Problem details:
Transcribe exactly the lines that fall between the one holding "except this message)" and the one holding "If you want", inclusive, from the entries below.
==== Source data ====
Issue #1694, opened 2020-11-23
grub-probe: error: unknown filesystem.


enoch85:
```
grub-probe: error: unknown filesystem.
/usr/sbin/grub-probe: error: unknown filesystem.
Found Ubuntu 20.04.1 LTS (20.04) on /dev/mapper/ubuntu--vg-NcVM--snapshot
done
Maintenance mode already disabled
Trying to automatically update all Nextcloud apps...
Your apps are already up to date!
Checking for new Nextcloud version...
Latest release is: 20.0.2. Current version is: 19.0.5.
```

cc @szaimen 

Saw this during an upgrade at a customer.

szaimen:
@enoch85 This is an issue of update-grub because all partitions get scanned while updating grub for existing bootable partitions (and snapshots). But this message hasn't caused any issue in my testing. Also update-grub returns `0`  if this message appears (so it works without issue except this message)

If you want to suppress this message, we could add `GRUB_DISABLE_OS_PROBER=true` to `/etc/default/grub` which does this:

![image](https://user-images.githubusercontent.com/42591237/100004920-7edc2d80-2dc8-11eb-9b1c-560fd86ae622.png)

**Translation:** _If this variable is added with true, a renewed check for other operating systems on the PC is suppressed during an update grub. This means that only the kernel images contained in the /boot directory and your own scripts are recorded in the Grub menu according to the numbering._

szaimen:
BTW: this only happens if you have opted in to use snapshots (during the nextcloud_install_script) which is still not the default.

szaimen:
if opened #1695 with a fix

PR #1695, opened 2020-11-23
fix issue with grub-probe

szaimen:
fix https://github.com/nextcloud/vm/issues/1694

### DIFF
--- a/nextcloud_update.sh
+++ b/nextcloud_update.sh
@@ -77,6 +77,11 @@ It should work afterwards again."
     fi
     nextcloud_occ maintenance:mode --off
     start_if_stopped docker
+    # Adjust grub (https://github.com/nextcloud/vm/issues/1694)
+    if ! grep -q "GRUB_DISABLE_OS_PROBER" /etc/default/grub
+    then
+        echo "GRUB_DISABLE_OS_PROBER=true" >> /etc/default/grub
+    fi
 fi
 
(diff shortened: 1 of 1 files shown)


szaimen:
https://github.com/nextcloud/vm/pull/1695/files#diff-67bceb0888b398c45857e1bc41f753da1a696075ff08b9b82f8136bc6af0139aR40-R85

enoch85:
Great fix, but I'm not sure we want to mess with kernel *defaults*.

Which downside does this bring?

szaimen:
> Which downside does this bring?

As I've written here: https://github.com/nextcloud/vm/issues/1694#issuecomment-732373150

> **Translation:** _If this variable is added with true, a renewed check for other operating systems on the PC is suppressed during an update grub. This means that only the kernel images contained in the /boot directory and your own scripts are recorded in the Grub menu according to the numbering._

enoch85:
Hmm sorry missed that.

Let's leave it as is then. We would want the latest stuff right?

szaimen:
> Let's leave it as is then. We would want the latest stuff right?

Hm... since this issue only appears when the snapshot exists and this fix only gets applied if the snapshot exists, I would say that this fix is fine. 

This is the only reliable way to fix #1694 so I guess it is up to you to decide what to do with this PR.

enoch85:
I've investigated. Let's not do this.

Thanks for the PR anyway. :+1:

PR #2424, opened 2026-08-10
fix(test-filter): -T recognizes test/fixture directories and per-language conventions

### LINKED ISSUE #2256: roles --role dead -T: hand-authored test fixture directories aren't excluded, causing reachability noise
## Summary

While validating #2032's transitive-reachability dead-code fix by running `codegraph roles --role dead -T` on this repo's own `src/`, I found that the bulk of the newly-flagged-dead nodes (50 of 53 in the final delta) come from directories that are clearly test infrastructure but aren't excluded by `-T`:

- `tests/benchmarks/resolution/fixtures/**` — the hand-authored, per-language (34 languages) resolution-precision fixture projects documented in `CLAUDE.md`'s Test Structure section (`expected-edges.json` manifests).
- `tests/benchmarks/resolution/tracer/**` — the dynamic call tracers (`loader-hook.mjs`, `python-tracer.py`, `lua-tracer.lua`, `r-tracer.R`, `php-tracer.php`, etc.).
- `tests/fixtures/sample-project/**` — the ES-module sample fixture (`math.js`/`utils.js`/`index.js`).

None of these filenames match `TEST_FILE_PATTERNS` (`%.test.%`, `%.spec.%`, `%__test__%`, `%__tests__%`, `%.stories.%` in `src/graph/classifiers/roles.ts` / the mirrored Rust `TEST_FILE_PATTERNS`) — they're plain source files (`main.c`, `service.ml`, `validators.gleam`, `reflection.kt`, ...) that happen to live under a `tests/` directory, which the current filename-suffix-only heuristic doesn't check for.

## Why this matters

These fixtures are deliberately tiny, self-contained per-language snippets with no genuine external entry point recognized by codegraph's own root-detection (no CLI/MCP/exported-and-called-cross-file signal) — they exist purely to exercise parser extraction precision/recall. Before #2032, direct fan-in alone kept most of their internal call chains classified non-dead; #2032's stricter reachability check (correctly) now flags almost everything in these disconnected components as dead, since nothing in them is a confirmed-live root by any of codegraph's own criteria.

This isn't a bug in #2032's logic — it's a pre-existing gap in `-T`'s test-file detection becoming more visible now that dead-code classification is stricter. It affects any analysis that relies on `-T` to scope to "real" application code (`roles --role dead -T`, `triage -T`, `audit -T`, etc.), not just the new reachability pass.

## Suggested fix

Extend the test-file exclusion heuristic (`TEST_FILE_PATTERNS` / `testFilterSQL` in `src/db/index.ts` and the mirrored Rust `TEST_FILE_PATTERNS`/`test_file_filter_col` in `crates/codegraph-core/src/graph/classifiers/roles.rs`) to also recognize path-based test/fixture markers, e.g. any path segment matching `tests/`, `fixtures/`, `__fixtures__/`, or similar — needs care to avoid over-broadly excluding legitimately-shipped code that happens to live under a `test-utils`-style production directory.

## Related

- #2032 — the transitive-reachability fix whose self-build validation surfaced this

carlos-alm:
Closes #2256

## Problem

`-T`'s test-file exclusion only matched filename markers (`.test.`, `.spec.`, `__test__`, `__tests__`, `.stories.`) — it never recognized the dominant test/fixture layout convention used by most non-JS ecosystems: a `tests/`/`test/`/`fixtures/`/`__fixtures__/` directory, or Go's `_test.go` and Python's `test_*.py`/`*_test.py` filename suffixes.

On this repo's own self-build, 431 of 647 "dead -T" symbols were pure fixture noise from `tests/benchmarks/resolution/fixtures/**` (the hand-authored per-language resolution-precision fixtures) and `tests/fixtures/sample-project/**` — none of which match the filename-only heuristic despite living entirely under `tests/`.

The predicate was also independently duplicated across **9 call sites** (not the 2-3 named in the issue) — `src/infrastructure/test-filter.ts`, `src/db/query-builder.ts` (two separate spots: `testFilterSQL` and `NodeQuery.excludeTests`), `src/domain/search/search/filters.ts`, `src/features/ast.ts`, `src/features/complexity-query.ts`, `src/features/manifesto.ts`, `src/db/repository/in-memory-repository.ts` (two spots), plus the Rust mirrors in `crates/codegraph-core/src/graph/classifiers/roles.rs` and `crates/codegraph-core/src/db/repository/graph_read.rs`. Some had already drifted from each other before this fix.

## Fix

Consolidated into a single canonical pattern list per engine:
- TS: `src/infrastructure/test-filter.ts` — `TEST_FILE_LIKE_PATTERNS` (SQL LIKE templates) + `isTestFile()` (boolean predicate). Every other TS call site now delegates to one of these instead of hand-rolling its own copy.
- Rust: new `crates/codegraph-core/src/infrastructure/test_filter.rs`, mirroring the TS module (added to the `lib.rs` module-parity table). `roles.rs` and `graph_read.rs` both delegate to it now.

Path segments are bounded by `/` (or path start/end) so `tests/`/`test/` never matches `contests/`, `latest/`, or a production `test-utils/` directory — the exact false-positive risk the issue called out.

The Java `TestFoo.java`/`FooTest.java` filename convention is recognized precisely by `isTestFile`'s case-sensitive, camelCase-boundary-aware regex, but **deliberately excluded** from the SQL LIKE pattern list: SQLite's `LIKE` is case-insensitive by default, so a substring approximation would also match ordinary words merely containing "test" (`Latest.java`, `Contest.java`, `Protest.java`, `Testament.java`). The standard Maven/Gradle `src/test/java/` directory layout is already covered by the `test` path segment either way, so this is a deliberate, documented asymmetry rather than a gap.

While consolidating, found and fixed a latent LIKE-escaping bug: `_` is LIKE's own single-character wildcard, so the pre-existing `__test__`/`__tests__` patterns were unintentionally matching e.g. `"XXtestZZ"` (verified empirically against real SQLite). All literal underscores are now escaped with `ESCAPE '\'`.

## Testing

- New `tests/unit/test-filter.test.ts` (43 cases) + expanded `tests/unit/query-builder.test.ts`: filename markers, directory segments, Go/Python suffixes, explicit non-matches (`test-utils/`, `contests/`, `latest/`, `protest.py`), Java filename convention, and a parity check between `isTestFile` and the SQL filter.
- New Rust unit tests in `test_filter.rs` mirror the same battery.
- Self-build validation (this repo, 1049 files): `roles --role dead -T` dropped from 647 to 289, with **zero** remaining dead symbols under any `tests?/`/`fixtures/`/`__fixtures__/` directory (was 431).
- Full suite: 4899 JS tests + 891 Rust tests pass. `tsc --noEmit`, `npm run lint`, `cargo fmt --check` all clean.
- Dual-engine parity: `node scripts/parity-compare.mjs` — all 42 fixtures `PARITY OK`.

### DIFF
--- a/crates/codegraph-core/src/db/repository/graph_read.rs
+++ b/crates/codegraph-core/src/db/repository/graph_read.rs
@@ -63,25 +63,17 @@ fn push_file_filter(
     *idx += files.len();
 }
 
-/// Check if a file path looks like a test file (mirrors `isTestFile` in JS).
+/// Check if a file path looks like a test file. Delegates to the shared
+/// `infrastructure::test_filter` module (single source of truth, #2256);
+/// mirrors TS `isTestFile`.
 fn is_test_file(file: &str) -> bool {
-    file.contains(".test.")
-        || file.contains(".spec.")
-        || file.contains("__test__")
-        || file.contains("__tests__")
-        || file.contains(".stories.")
+    crate::infrastructure::test_filter::is_test_file(file)
 }
 
-/// Build test-file exclusion clauses for a column.
+/// Build test-file exclusion clauses for a column. Delegates to the shared
+/// `infrastructure::test_filter` module (single source of truth, #2256).
 fn test_filter_clauses(column: &str) -> String {
-    format!(
-        "AND {col} NOT LIKE '%.test.%' \
-         AND {col} NOT LIKE '%.spec.%' \
-         AND {col} NOT LIKE '%__test__%' \
-         AND {col} NOT LIKE '%__tests__%' \
-         AND {col} NOT LIKE '%.stories.%'",
-        col = column,
-    )
+    crate::infrastructure::test_filter::test_file_filter_col(column)
 }
 
 /// Read a full NativeNodeRow from a rusqlite Row by column name.
--- a/crates/codegraph-core/src/graph/classifiers/roles.rs
+++ b/crates/codegraph-core/src/graph/classifiers/roles.rs
@@ -61,14 +61,6 @@ const ENTRY_PATH_PATTERNS: &[&str] = &[
 /// Mirrors `COMMANDER_DISPATCH_NAMES` in `graph/classifiers/roles.ts`.
 const COMMANDER_DISPATCH_NAMES: &[&str] = &["execute", "validate"];
 
-const TEST_FILE_PATTERNS: &[&str] = &[
-    "%.test.%",
-    "%.spec.%",
-    "%__test__%",
-    "%__tests__%",
-    "%.stories.%",
-];
-
 // ── Output types ─────────────────────────────────────────────────────
 
 #[napi(object)]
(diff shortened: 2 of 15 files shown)


carlos-alm:
@greptileai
====
Exercise response:
@enoch85 This is an issue of update-grub because all partitions get scanned while updating grub for existing bootable partitions (and snapshots). But this message hasn't caused any issue in my testing. Also update-grub returns `0`  if this message appears (so it works without issue except this message)

If you want to suppress this message, we could add `GRUB_DISABLE_OS_PROBER=true` to `/etc/default/grub` which does this:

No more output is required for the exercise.